What you will do:
Copy the lines below exactly. Start at the first and finish with the line containing "in wheels and conda packages".

Records provided:

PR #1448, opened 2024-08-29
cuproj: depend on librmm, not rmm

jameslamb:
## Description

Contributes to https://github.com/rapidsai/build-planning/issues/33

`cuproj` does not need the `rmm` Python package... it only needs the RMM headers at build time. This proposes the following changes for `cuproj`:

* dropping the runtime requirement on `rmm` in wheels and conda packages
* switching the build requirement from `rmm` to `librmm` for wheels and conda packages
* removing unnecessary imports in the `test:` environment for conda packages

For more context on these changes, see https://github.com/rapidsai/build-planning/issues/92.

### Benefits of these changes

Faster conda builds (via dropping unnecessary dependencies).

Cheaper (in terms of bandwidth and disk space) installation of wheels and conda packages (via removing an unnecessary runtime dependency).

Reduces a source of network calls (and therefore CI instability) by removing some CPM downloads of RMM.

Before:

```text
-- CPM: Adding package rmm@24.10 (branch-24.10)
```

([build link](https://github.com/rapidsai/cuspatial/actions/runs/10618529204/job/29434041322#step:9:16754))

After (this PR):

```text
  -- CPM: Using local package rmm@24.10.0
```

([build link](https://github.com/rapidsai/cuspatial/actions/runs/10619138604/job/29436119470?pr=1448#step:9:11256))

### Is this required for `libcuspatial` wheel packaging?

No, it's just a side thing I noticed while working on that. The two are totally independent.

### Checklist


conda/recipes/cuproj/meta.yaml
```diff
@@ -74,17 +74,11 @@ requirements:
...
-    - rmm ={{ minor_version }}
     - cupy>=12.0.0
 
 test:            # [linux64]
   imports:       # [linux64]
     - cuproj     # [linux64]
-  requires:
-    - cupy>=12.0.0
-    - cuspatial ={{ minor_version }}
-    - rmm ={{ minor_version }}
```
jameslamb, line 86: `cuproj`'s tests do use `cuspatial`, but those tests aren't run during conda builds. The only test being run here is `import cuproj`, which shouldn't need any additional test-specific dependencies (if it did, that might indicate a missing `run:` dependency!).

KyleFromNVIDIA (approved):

Answer box:
PR #1448, opened 2024-08-29
cuproj: depend on librmm, not rmm

jameslamb:
## Description

Contributes to https://github.com/rapidsai/build-planning/issues/33

`cuproj` does not need the `rmm` Python package... it only needs the RMM headers at build time. This proposes the following changes for `cuproj`:

* dropping the runtime requirement on `rmm` in wheels and conda packages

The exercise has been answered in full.